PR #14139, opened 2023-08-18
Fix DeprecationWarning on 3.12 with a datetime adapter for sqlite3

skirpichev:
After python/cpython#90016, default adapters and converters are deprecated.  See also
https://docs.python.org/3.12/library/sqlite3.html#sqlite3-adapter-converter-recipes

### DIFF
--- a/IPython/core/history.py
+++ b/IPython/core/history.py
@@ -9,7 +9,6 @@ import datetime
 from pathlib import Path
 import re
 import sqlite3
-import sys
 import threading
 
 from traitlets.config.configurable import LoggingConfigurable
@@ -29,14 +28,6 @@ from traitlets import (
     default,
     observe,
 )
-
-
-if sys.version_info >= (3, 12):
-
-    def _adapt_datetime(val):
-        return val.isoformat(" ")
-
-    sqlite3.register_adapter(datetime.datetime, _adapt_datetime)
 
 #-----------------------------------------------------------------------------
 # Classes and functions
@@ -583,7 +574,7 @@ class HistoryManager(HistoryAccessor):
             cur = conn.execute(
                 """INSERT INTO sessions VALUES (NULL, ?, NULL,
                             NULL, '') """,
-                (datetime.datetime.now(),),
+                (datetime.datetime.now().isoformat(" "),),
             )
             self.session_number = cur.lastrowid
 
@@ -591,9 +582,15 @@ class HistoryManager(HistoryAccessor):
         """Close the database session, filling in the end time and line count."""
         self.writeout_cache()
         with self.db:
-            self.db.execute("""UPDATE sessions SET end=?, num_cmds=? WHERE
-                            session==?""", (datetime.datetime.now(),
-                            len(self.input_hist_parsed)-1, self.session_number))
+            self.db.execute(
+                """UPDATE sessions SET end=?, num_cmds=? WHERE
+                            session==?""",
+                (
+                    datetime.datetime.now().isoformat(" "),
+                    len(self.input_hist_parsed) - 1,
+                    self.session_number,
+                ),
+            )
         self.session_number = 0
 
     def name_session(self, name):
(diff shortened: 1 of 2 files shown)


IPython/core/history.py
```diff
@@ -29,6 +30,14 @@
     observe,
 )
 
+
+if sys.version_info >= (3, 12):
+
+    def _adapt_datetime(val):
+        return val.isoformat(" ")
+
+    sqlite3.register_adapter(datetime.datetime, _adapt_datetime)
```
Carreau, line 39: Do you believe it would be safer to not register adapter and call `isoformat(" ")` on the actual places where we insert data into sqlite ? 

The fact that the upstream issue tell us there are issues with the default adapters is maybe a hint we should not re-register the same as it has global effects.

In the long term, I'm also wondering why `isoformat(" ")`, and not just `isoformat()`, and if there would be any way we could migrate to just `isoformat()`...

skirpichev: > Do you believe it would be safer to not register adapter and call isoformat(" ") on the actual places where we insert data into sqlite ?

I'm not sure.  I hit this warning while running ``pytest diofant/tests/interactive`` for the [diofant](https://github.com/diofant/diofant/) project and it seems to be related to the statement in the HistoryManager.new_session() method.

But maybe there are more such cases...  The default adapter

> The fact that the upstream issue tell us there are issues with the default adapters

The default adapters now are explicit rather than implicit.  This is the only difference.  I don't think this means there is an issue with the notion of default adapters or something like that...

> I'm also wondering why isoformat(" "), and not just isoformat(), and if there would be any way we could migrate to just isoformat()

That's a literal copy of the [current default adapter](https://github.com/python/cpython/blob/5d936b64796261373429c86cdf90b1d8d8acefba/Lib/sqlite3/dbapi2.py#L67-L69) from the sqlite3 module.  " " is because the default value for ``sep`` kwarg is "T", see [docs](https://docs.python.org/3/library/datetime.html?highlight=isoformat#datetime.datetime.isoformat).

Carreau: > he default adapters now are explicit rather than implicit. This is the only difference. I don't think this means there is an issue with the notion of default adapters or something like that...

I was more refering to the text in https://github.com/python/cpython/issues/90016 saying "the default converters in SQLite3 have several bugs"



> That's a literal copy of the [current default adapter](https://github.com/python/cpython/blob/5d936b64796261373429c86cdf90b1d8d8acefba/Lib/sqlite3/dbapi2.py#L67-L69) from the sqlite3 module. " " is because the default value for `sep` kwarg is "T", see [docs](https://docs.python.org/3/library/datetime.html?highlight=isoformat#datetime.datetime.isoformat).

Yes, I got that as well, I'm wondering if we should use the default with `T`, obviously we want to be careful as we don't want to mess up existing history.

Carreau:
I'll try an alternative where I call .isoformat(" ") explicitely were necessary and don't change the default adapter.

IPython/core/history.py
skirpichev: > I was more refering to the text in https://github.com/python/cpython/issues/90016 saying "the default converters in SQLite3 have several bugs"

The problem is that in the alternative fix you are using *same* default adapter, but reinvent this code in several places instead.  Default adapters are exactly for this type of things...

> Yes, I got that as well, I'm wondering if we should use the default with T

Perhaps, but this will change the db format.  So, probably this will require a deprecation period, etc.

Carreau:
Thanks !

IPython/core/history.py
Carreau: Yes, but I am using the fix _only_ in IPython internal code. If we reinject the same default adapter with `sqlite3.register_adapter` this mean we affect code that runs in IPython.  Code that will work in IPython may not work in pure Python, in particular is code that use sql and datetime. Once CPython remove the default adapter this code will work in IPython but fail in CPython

◆ **What the exercise asks**
Where a line of the records holds the word "also", copy that line.

◆ **Exercise output**
After python/cpython#90016, default adapters and converters are deprecated.  See also
In the long term, I'm also wondering why `isoformat(" ")`, and not just `isoformat()`, and if there would be any way we could migrate to just `isoformat()`...
> I'm also wondering why isoformat(" "), and not just isoformat(), and if there would be any way we could migrate to just isoformat()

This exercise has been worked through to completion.